**WHAT YOU SHOULD DO:**
Look for the word "every" in the entries and copy each line where it appears.

**MATERIALS PROVIDED:**
Segment Open
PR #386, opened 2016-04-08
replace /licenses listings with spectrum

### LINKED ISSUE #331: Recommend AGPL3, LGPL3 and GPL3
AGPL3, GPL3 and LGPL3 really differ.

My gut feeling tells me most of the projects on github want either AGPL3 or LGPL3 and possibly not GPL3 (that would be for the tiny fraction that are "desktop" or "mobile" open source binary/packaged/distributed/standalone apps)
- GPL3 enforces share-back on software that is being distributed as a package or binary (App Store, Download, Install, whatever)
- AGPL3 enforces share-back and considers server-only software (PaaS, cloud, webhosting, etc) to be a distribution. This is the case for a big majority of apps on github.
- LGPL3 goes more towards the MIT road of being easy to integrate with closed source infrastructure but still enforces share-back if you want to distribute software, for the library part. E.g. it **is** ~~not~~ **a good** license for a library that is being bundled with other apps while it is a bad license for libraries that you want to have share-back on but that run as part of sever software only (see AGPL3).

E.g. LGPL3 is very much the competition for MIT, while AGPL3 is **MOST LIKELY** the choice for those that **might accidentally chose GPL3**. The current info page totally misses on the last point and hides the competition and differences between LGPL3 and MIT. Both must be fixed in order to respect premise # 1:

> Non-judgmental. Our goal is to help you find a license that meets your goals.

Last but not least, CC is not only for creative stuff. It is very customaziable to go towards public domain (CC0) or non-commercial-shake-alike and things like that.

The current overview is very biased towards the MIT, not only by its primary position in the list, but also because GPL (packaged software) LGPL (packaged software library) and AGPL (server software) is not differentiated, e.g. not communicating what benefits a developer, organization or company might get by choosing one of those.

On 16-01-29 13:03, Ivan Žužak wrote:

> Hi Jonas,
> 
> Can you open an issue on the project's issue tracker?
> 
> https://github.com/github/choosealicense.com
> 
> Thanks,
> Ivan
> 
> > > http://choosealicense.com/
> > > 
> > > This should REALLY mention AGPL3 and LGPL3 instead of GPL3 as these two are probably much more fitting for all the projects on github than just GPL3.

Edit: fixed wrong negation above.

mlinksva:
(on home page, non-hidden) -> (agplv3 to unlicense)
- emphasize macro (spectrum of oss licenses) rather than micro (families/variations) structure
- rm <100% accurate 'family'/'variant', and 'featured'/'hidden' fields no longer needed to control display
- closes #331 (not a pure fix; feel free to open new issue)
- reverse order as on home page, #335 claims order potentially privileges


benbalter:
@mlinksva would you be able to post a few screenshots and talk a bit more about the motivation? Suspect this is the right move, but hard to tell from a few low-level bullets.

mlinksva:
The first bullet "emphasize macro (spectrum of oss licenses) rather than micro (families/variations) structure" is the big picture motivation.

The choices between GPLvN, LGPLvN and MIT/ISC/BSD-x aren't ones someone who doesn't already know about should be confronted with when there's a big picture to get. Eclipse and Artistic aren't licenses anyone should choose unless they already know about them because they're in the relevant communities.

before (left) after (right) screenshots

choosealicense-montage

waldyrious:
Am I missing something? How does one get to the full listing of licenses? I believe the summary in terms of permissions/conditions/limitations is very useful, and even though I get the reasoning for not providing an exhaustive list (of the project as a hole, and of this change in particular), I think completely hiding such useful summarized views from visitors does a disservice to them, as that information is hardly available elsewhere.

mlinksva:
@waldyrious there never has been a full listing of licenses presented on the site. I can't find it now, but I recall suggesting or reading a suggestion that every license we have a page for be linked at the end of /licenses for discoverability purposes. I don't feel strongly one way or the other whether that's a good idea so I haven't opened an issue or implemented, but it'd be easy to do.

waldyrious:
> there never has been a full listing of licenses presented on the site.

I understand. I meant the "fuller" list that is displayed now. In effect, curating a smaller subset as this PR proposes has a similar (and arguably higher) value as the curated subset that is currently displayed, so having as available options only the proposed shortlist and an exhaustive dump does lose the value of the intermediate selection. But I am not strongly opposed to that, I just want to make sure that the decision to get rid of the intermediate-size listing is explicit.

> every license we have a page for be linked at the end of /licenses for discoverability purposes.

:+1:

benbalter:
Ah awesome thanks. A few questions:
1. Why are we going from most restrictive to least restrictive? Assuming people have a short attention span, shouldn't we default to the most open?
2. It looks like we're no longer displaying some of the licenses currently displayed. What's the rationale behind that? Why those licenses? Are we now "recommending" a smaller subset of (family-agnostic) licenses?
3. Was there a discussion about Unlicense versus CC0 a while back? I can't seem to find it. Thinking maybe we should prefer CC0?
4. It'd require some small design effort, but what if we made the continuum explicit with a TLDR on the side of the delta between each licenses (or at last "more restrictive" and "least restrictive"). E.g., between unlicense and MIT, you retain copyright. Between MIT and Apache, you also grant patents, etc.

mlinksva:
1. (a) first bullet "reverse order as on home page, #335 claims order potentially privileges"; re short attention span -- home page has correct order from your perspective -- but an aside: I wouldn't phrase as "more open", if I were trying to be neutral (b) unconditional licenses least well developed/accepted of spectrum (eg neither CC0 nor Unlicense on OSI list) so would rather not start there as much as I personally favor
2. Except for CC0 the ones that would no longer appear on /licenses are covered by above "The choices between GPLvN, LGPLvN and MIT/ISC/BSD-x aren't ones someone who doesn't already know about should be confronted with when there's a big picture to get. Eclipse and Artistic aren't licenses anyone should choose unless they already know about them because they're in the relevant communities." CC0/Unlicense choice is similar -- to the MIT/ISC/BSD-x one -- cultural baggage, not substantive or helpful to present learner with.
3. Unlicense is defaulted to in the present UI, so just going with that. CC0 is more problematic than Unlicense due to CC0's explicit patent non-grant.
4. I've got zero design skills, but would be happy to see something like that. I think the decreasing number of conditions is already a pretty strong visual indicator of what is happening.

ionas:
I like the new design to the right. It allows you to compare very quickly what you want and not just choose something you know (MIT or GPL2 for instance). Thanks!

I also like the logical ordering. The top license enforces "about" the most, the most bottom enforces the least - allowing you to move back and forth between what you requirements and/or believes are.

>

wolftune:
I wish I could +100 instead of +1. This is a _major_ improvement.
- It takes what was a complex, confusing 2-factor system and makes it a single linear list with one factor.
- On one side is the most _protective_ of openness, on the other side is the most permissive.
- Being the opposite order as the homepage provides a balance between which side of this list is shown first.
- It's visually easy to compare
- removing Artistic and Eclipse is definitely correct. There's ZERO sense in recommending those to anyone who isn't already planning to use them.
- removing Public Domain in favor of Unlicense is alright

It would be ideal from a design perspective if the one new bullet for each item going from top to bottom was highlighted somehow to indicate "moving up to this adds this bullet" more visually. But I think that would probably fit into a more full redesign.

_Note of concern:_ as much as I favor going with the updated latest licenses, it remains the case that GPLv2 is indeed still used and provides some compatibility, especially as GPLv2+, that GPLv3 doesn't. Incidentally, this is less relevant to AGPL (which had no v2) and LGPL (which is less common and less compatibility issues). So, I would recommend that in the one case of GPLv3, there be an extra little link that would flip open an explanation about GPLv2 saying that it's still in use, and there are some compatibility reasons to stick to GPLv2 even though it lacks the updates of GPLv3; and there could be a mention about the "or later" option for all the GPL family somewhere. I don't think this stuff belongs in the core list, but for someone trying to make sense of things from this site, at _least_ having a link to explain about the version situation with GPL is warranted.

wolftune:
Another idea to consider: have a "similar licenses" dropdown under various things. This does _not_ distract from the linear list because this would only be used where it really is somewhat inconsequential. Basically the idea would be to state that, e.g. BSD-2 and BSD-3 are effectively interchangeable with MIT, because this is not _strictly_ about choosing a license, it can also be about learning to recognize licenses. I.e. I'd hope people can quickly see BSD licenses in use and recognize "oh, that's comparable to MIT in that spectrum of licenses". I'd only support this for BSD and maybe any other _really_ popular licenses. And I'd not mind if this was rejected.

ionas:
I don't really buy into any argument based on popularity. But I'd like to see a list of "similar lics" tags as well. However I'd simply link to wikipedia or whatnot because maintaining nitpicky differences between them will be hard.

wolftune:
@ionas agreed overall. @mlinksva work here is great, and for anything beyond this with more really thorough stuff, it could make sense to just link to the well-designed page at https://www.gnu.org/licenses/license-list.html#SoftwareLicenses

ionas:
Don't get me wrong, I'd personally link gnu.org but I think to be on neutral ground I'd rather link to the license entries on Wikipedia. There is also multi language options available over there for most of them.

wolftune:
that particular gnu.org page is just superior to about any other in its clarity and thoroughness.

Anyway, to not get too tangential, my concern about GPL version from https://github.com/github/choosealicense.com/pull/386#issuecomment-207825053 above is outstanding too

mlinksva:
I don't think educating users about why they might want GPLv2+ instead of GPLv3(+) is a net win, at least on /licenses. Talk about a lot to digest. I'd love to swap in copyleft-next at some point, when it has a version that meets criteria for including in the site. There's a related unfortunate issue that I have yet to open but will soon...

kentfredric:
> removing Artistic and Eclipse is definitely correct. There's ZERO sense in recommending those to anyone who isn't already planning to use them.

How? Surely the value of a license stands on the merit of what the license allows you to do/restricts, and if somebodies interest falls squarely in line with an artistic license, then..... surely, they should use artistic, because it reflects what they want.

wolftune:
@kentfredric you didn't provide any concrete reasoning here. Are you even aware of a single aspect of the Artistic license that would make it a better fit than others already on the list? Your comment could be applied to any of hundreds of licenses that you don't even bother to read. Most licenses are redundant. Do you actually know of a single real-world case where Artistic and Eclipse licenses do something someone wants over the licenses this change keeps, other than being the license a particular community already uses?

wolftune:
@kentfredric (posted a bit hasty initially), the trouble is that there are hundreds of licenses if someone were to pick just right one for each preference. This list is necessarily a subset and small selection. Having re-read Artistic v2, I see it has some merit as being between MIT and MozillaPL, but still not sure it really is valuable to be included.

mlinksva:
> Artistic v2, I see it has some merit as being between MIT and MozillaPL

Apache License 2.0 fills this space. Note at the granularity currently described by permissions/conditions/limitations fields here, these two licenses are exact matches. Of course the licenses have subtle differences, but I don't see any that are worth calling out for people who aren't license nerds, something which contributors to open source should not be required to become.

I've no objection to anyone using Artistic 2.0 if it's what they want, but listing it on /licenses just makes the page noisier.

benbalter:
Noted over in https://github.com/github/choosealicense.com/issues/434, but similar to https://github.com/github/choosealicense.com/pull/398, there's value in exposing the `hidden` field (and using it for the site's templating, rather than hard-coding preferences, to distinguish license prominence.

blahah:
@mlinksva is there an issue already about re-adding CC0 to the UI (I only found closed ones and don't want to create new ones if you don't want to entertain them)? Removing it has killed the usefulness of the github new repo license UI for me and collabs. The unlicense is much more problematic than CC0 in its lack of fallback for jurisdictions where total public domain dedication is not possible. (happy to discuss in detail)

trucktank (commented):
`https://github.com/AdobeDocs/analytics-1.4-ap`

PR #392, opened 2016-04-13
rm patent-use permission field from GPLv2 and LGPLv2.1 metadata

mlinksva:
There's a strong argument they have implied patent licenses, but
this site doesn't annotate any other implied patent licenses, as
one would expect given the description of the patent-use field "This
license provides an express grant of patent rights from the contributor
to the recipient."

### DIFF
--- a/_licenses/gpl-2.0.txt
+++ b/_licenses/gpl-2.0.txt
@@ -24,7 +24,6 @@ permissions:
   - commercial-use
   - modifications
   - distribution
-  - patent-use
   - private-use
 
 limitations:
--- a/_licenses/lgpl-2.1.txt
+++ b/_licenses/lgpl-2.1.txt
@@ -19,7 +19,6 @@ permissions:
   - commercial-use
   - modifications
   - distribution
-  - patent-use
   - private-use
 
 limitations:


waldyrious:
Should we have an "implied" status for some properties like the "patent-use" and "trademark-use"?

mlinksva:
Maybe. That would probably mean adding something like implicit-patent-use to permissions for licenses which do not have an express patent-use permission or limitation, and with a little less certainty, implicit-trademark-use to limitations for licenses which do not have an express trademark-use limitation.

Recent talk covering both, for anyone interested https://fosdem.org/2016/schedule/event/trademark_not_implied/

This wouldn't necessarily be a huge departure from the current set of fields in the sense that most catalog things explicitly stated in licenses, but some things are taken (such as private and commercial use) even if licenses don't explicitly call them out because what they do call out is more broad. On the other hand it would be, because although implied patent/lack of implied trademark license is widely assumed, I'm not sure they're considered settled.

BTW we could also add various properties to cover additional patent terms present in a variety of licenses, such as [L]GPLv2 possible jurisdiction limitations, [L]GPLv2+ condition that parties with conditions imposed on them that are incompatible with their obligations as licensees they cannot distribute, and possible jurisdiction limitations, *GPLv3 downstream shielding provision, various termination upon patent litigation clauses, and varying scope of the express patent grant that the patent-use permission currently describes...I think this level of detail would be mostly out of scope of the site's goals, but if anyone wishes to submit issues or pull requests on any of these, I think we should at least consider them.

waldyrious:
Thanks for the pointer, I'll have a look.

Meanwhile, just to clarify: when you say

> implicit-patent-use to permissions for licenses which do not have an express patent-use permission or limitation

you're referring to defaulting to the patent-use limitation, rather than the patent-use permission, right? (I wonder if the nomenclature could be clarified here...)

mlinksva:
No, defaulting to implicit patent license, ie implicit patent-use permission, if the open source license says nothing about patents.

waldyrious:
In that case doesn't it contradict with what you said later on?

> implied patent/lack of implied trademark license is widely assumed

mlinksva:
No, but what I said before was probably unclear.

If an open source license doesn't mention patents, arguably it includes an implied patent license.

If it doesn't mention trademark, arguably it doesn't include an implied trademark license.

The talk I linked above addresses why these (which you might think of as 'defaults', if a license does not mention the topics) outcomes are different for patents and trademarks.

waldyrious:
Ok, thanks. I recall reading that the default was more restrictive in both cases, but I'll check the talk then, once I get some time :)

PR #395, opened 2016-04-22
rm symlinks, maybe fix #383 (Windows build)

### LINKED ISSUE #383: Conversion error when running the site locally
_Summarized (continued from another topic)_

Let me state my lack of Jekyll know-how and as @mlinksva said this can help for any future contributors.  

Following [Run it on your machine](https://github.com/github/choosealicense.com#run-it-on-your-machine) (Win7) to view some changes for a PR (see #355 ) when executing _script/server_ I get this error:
Segment Closed
**ANSWER TO THE EXERCISE:**
@waldyrious there never has been a full listing of licenses presented on the site. I can't find it now, but I recall suggesting or reading a suggestion that every license we have a page for be linked at the end of /licenses for discoverability purposes. I don't feel strongly one way or the other whether that's a good idea so I haven't opened an issue or implemented, but it'd be easy to do.
> every license we have a page for be linked at the end of /licenses for discoverability purposes.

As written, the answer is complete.